How Kind Overran Time Square with Sugar and Why It’s Important

Imagine walking out to work and just as you cross the street, you see a strange mound of sugar in front of you alongside a group of sugar sculptures in the shape of children. That’s quite an unusual sight. Well, that’s exactly what the people living in New York’s famed Time Square witnessed as one company went out of its way to highlight how sugar affects children.

This impressive stunt came courtesy of Kind, an American company specialising in fruit-based products and sweets, as well as nut-based energy bars. The company originally planned this as a marketing ploy to promote their new Kind Fruit Bites, which, allegedly, possess no added sugars in them.

Granted, that’s probably not a very good or relatable reason for constructing a 6-metre tall pile of sugar packets and some unsettling sculptures shaped like children.

The other purpose for Kind’s sugary endeavour was to highlight how much sugar children consume. It’s estimated that children consume up to 80 grams (19 teaspoons) of sugar in a day, which is more than double the amount that the World Health Organization recommends (25 grams or 9 teaspoons). Not just that, when it’s all added up, it turns out that these children can eat up to their weight in sugar in a year.

So it makes sense that they would build child sculptures, since they’re supposed to represent how kids eat so much sugar in a year that they could, in a way, be said to be made of sugar.

Kind does go out of its way to note that it’s not against the use of sugar. While its products try to put as little sugar as possible, they still do use it. It should also be noted that sugar is a necessity in most dishes, even savoury foods (not just snacks but actual gourmet meals) have some form of sugar.

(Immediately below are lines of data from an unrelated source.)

PR #1449, opened 2020-11-13
Add support to POST a new SearchParameter

feordin:
## Description
When a SearchParameter resource is POST'ed to the server it will be validated and added to the list of "supported" search parameters, and available to be applied during reindexing.

## Related issues
Addresses [issue [AB#76345](https://microsofthealth.visualstudio.com/f8da5110-49b1-4e9f-9022-2f58b6124ff9/_workitems/edit/76345)].

## Testing
Unit tests and E2E tests added.  Manual testing done as well.

## FHIR Team Checklist

When Custom Search becomes fully available, will tag with feature, but for now no semver updates as this is only the initial commit for Custom Search.


src/Microsoft.Health.Fhir.Shared.Core/Features/Operations/Reindex/ReindexUtilities.cs
```diff
@@ -91,30 +91,14 @@ public async Task ProcessSearchResultsAsync(SearchResult results, IReadOnlyDicti
...
-                {
-                    LastUpdated = DateTimeOffset.UtcNow,
-                    Status = SearchParameterStatus.Enabled,
-                    Uri = searchParamUri,
-                });
+                await _searchParameterStatusManager.UpdateSearchParameterStatus(searchParameterUris, SearchParameterStatus.Enabled);
+            }
+            catch (SearchParameterNotSupportedException)
+            {
+                return (false, string.Format(Core.Resources.SearchParameterNoLongerSupported));
```
Ivanidzo4ka, line 100: >SearchParameterNoLongerSupported [](start = 60, length = 32)

Can we take name from SearchParameterNotSupportedException and pass it to error message? It can be confusing from user perspective to do binary search on list of params to find out which one of them is not working.

src/Microsoft.Health.Fhir.Shared.Core/Features/Search/Parameters/SearchParameterValidator.cs
```diff
@@ -0,0 +1,120 @@
...
+            {
+                throw new UnauthorizedFhirActionException();
+            }
+
+            // check if reindex job is running
+            using (IScoped<IFhirOperationDataStore> fhirOperationDataStore = _fhirOperationDataStoreFactory())
+            {
+                if (await fhirOperationDataStore.Value.CheckActiveReindexJobsAsync(cancellationToken))
+                {
+                    throw new JobConflictException(Resources.ChangesToSearchParametersNotAllowedWhileReindexing);
```
Ivanidzo4ka, line 62: Can we pass address or id of reindex job to user so user can terminate or monitor that job?

src/Microsoft.Health.Fhir.Core/Features/Definition/ISearchParameterDefinitionManager.cs
```diff
@@ -70,17 +71,17 @@ public interface ISearchParameterDefinitionManager
...
         /// Gets the hash of the current search parameters that are supported for the given resource type.
         /// </summary>
         /// <param name="resourceType">Resource type for which we need the hash of search parameters.</param>
         /// <returns>A string representing a hash of the search parameters.</returns>
         public string GetSearchParameterHashForResourceType(string resourceType);
+
+        /// <summary>
+        /// Allows addition of a new search parameters at runtime
+        /// </summary>
+        /// <param name="searchParamBundle">A bundle containing SearchParameter resources</param>
```
Ivanidzo4ka, line 84: super nit: `.` in the end of sentences.

src/Microsoft.Health.Fhir.Core/Features/Definition/ISearchParameterDefinitionManager.cs
```diff
@@ -70,17 +71,17 @@ public interface ISearchParameterDefinitionManager
...
+        public void AddNewSearchParameters(BundleWrapper searchParamBundle);
```
Ivanidzo4ka, line 85: >BundleWrapper searchParamBundle [](start = 43, length = 31)

I'm a bit puzzled by fact it's a bundle.
Is there are reason why it's not just `List<SearchParameterInfo>` ?

src/Microsoft.Health.Fhir.Core/Features/Search/SearchHelperUtilities.cs
```diff
@@ -8,30 +8,45 @@
...
-            foreach (ResourceSearchParameterStatus searchParameterStatus in resourceSearchParameterStatus.OrderBy(x => x.Uri.ToString()))
+            foreach (SearchParameterInfo searchParamInfo in searchParamaterInfos.OrderBy(x => x.Url.ToString()))
             {
-                sb.Append(searchParameterStatus.Uri.ToString());
-                sb.Append(searchParameterStatus.LastUpdated.ToString());
+                sb.Append(searchParamInfo.Url.ToString());
+                sb.Append(searchParamInfo.Type.ToString());
+                sb.Append(searchParamInfo.Expression);
+
+                if (searchParamInfo.TargetResourceTypes != null &&
```
Ivanidzo4ka, line 39: It's a bit strange what Equals and GetHashCode in SearchParameterInfo  don't use `TargetResourceTypes` and `BaseResourceTypes` but this method does.

src/Microsoft.Health.Fhir.Shared.Api/Features/Filters/SearchParameterFilterAttribute.cs
```diff
@@ -0,0 +1,67 @@
...
+        {
+            EnsureArg.IsNotNull(context, nameof(context));
+
+            if (context.ActionArguments.TryGetValue(KnownActionParameterNames.Resource, out var parsedModel))
+            {
+                if (parsedModel is SearchParameter)
+                {
+                    // wait for the validation checks to pass before allowing the FHIRController action to continue
+                    await _searchParameterValidator.ValidateSearchParamterInput(
+                        parsedModel as SearchParameter,
```
Ivanidzo4ka, line 42: >parsedModel as SearchParameter [](start = 24, length = 30)

nit:
you can do instead of 
```
if (parsedModel is SearchParameter)
```
this:
```
if (parsedModel is SearchParameter searchParameter)
```
and use `searchParameter` variable instead of `parsedModel as SearchParameter` here and few lines below.

src/Microsoft.Health.Fhir.Shared.Api/Features/Filters/SearchParameterFilterAttribute.cs
```diff
@@ -0,0 +1,67 @@
...
+
+                    // wait for the Action to execute
+                    await next();
+
+                    if (HttpMethods.IsPost(context.HttpContext.Request.Method))
+                    {
+                        // Once the SearchParameter resource is committed to the data store, we can update the in
+                        // memory SearchParameterDefinitionManager, and persist the status to the data store
+                        await _searchParameterEditor.AddSearchParameterAsync(parsedModel as SearchParameter, context.HttpContext.RequestAborted);
+                    }
```
Ivanidzo4ka, line 54: I'm not sure this is right place to do that.
Haven't went through whole codereview, so I don't know workflow yet, but I assume Put/Delete should do something with in-memory collection of search parameters as well, and if it's so, why POST have special treatment here.

src/Microsoft.Health.Fhir.Shared.Core/Features/Search/Parameters/SearchParameterEditor.cs
```diff
@@ -0,0 +1,48 @@
...
+using Hl7.Fhir.ElementModel;
+using Hl7.Fhir.Model;
+using Microsoft.Health.Fhir.Core.Extensions;
+using Microsoft.Health.Fhir.Core.Features.Definition;
+using Microsoft.Health.Fhir.Core.Features.Definition.BundleWrappers;
+using Microsoft.Health.Fhir.Core.Features.Search.Registry;
+
+namespace Microsoft.Health.Fhir.Shared.Core.Features.Search.Parameters
+{
+    public class SearchParameterEditor : ISearchParameterEditor
```
Ivanidzo4ka, line 17: >Editor [](start = 32, length = 6)

DefinitionManager, DefinitionBuilder and Editor walk into the bar...

So there is StatusManager as well which looks like contains reference on DefinitionManager.

I can understand model where you have layer to access DB (DataStore)
There should be collection which contains all current search params and push updates to DB. (is it StatusManager? Or DefinitionManager?)

Builder I guess is helper class which builds that collection.

I'm sure there is reason for all this classes to exist, it just it's not clear from names and documentation aren't great. And that raises question, what this class does, and why it's not StatusManager?

src/Microsoft.Health.Fhir.Shared.Api/Features/Filters/SearchParameterFilterAttribute.cs
feordin: You are correct, PUT/DELETE will also act in this same place.  This PR is only for the POST and I haven't done the PUT/DELETE yet.  Plan is to have a check for each HttpMethod.  Does it make more sense then?

src/Microsoft.Health.Fhir.Core/Features/Definition/ISearchParameterDefinitionManager.cs
feordin: When we read in the static file of the search parameters from the spec, they come in as a bundle.  Also, when we query for SearchParameter resources from the datastore, they should come as a bundle.  We could change it, read the bundle and get the list of entries.

src/Microsoft.Health.Fhir.Shared.Core/Features/Search/Parameters/SearchParameterEditor.cs
feordin: Good question :).  StatusManager, as well as DefinitionManager are in Core, while SearchParameterEditor is in Shared.Core.  Shared.Core is dependent on a specific version of FHIR and it's main job is grab the version specifc SearchParameter resource and put it into a bundle which is then wrapped in the version agnostic bundleWrapper.

src/Microsoft.Health.Fhir.Shared.Core/Features/Search/Parameters/SearchParameterValidator.cs
```diff
@@ -0,0 +1,120 @@
...
+                    }
+                }
+                catch (SearchParameterNotSupportedException)
+                {
+                    // if thrown, then the search parameter is not found
+                    // if a PUT, then we should be updating an exsting paramter, but it was not found
+                    if (method.Equals(HttpPutName, StringComparison.OrdinalIgnoreCase) ||
+                        method.Equals(HttpDeleteName, StringComparison.OrdinalIgnoreCase))
+                    {
+                        // if no exception is thrown, then the search parameter with the same Uri was found
```
namadabu, line 98: nit: comment needs to be updated.

src/Microsoft.Health.Fhir.Core/Features/Definition/SearchParameterDefinitionManager.cs
```diff
@@ -48,14 +50,23 @@ public SearchParameterDefinitionManager(IModelInfoProvider modelInfoProvider)
...
 
-            builder.Build();
+                List<string> list = UrlLookup.Values.Where(p => p.Type == ValueSets.SearchParamType.Composite).Select(p => string.Join("|", p.Component.Select(c => UrlLookup[c.DefinitionUrl].Type))).Distinct().ToList();
 
-            _typeLookup = builder.ResourceTypeDictionary;
-            UrlLookup = builder.UriDictionary;
+                CalculateSearchParameterHashAsync();
+
+                _started = true;
+            }
```
rotodd, line 69: I think some old changes that have been removed may have sneaked back in here. I don't think we need the `_started` flag or the url lookup values list anymore.

src/Microsoft.Health.Fhir.Shared.Core/Features/Operations/Reindex/ReindexUtilities.cs
feordin: Updated.

src/Microsoft.Health.Fhir.Shared.Core/Features/Search/Parameters/SearchParameterValidator.cs
feordin: Updated.

src/Microsoft.Health.Fhir.Core/Features/Definition/ISearchParameterDefinitionManager.cs
feordin: Updated.

src/Microsoft.Health.Fhir.Shared.Api/Features/Filters/SearchParameterFilterAttribute.cs
feordin: Updated.

src/Microsoft.Health.Fhir.Shared.Api/Features/Filters/SearchParameterFilterAttribute.cs
```diff
@@ -0,0 +1,67 @@
...
+                        context.HttpContext.RequestAborted);
+
+                    // wait for the Action to execute
+                    await next();
+
+                    if (HttpMethods.IsPost(context.HttpContext.Request.Method))
+                    {
+                        // Once the SearchParameter resource is committed to the data store, we can update the in
+                        // memory SearchParameterDefinitionManager, and persist the status to the data store
+                        await _searchParameterEditor.AddSearchParameterAsync(parsedModel as SearchParameter, context.HttpContext.RequestAborted);
```
Ivanidzo4ka, line 53: >parsedModel as SearchParameter [](start = 77, length = 30)

I think you should be able to use `searchParameter` variable here instead of casting.

src/Microsoft.Health.Fhir.Core/Features/Definition/ISearchParameterDefinitionManager.cs
Ivanidzo4ka: I'm just looking on content of this file, and it's called `SearchParameter`DefinitionManager and in all other methods it operates and produce `SearchParameterInfo` (with exception of Dictionary<string,string>, string and SearchParameterType).
If I need to perform singular Get I will get back `SearchParameterInfo` if I do all , I get back list of `SearchParameterInfo`

If I look into code which uses this method  we also wrap single resource into bundle, so later it can be unpacked which I find a bit convoluted.

I think it would be nice to have separation between how things passed to us and how we operate on them.  It's better to operate on one entity and have converters before we pass information, than support multiple things at once. 

---
In reply to: [532759584](https://github.com/microsoft/fhir-server/pull/1449#discussion_r532759584) [](ancestors = 532759584)

src/Microsoft.Health.Fhir.Core/Features/Search/Registry/SearchParameterStatusManager.cs
```diff
@@ -88,63 +88,43 @@ public async Task EnsureInitialized()
...
+            await _searchParameterStatusDataStore.UpsertStatuses(searchParameterStatusList);
 
             await _mediator.Publish(new SearchParametersUpdated(updated));
         }
+
+        public async Task AddSearchParameterStatus(string searchParamUri)
+        {
+            // new search parameters are added as supported, until reindexing occurs, when
+            // they will be fully enabled
+            await UpdateSearchParameterStatus(new List<string>() { searchParamUri }, SearchParameterStatus.Supported);
```
rotodd, line 127: Silly question: would there ever be a time that a user would want to add a search parameter that is not supported?

feordin: I think there could be a case when you might want to.  Perhaps you are adding a profile or implementation guide, such as US Core, and it just happens that we don't support one of the parameters.  You may not want the entire profile to be rejected because of one unsupported parameter, and perhaps you want the parameter stored for reference, even if you can't search on it.  However, for the moment, to get to an MVP of custom search parameters, we are going to reject any unsupported parameters.

src/Microsoft.Health.Fhir.Core/Features/Search/SearchHelperUtilities.cs
feordin: It is a good point.  I am not sure I want to add the target or base types to the Equals method or the Hash calculation as the Uri must be unique in any case.  For the overall calculation here, it is a hash per resource type, so perhaps it makes a bit more sense to include it.

src/Microsoft.Health.Fhir.Shared.Core/Features/Search/Parameters/SearchParameterValidator.cs
feordin: updated.

src/Microsoft.Health.Fhir.Core/Features/Definition/SearchParameterDefinitionManager.cs
feordin: Removed _started flag and unnecessary list.

src/Microsoft.Health.Fhir.Shared.Api/Features/Filters/SearchParameterFilterAttribute.cs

But we can also understand why they’re trying to highlight the issues with sugar. After all, for as tasty as sugar is it can be quite damaging if eaten in excess, especially when you take into account that most of the sugar we eat is added sugar. Aside from the consumption issue mentioned above, sugar can affect humans, and children, in various ways such as inflammation, addiction and most famously, tooth decay.

Regardless, we have to give recognition to Kind for their little stunt in trying to teach people more about the effects of sugar. It’s a subject that’s worth discussing as much as possible.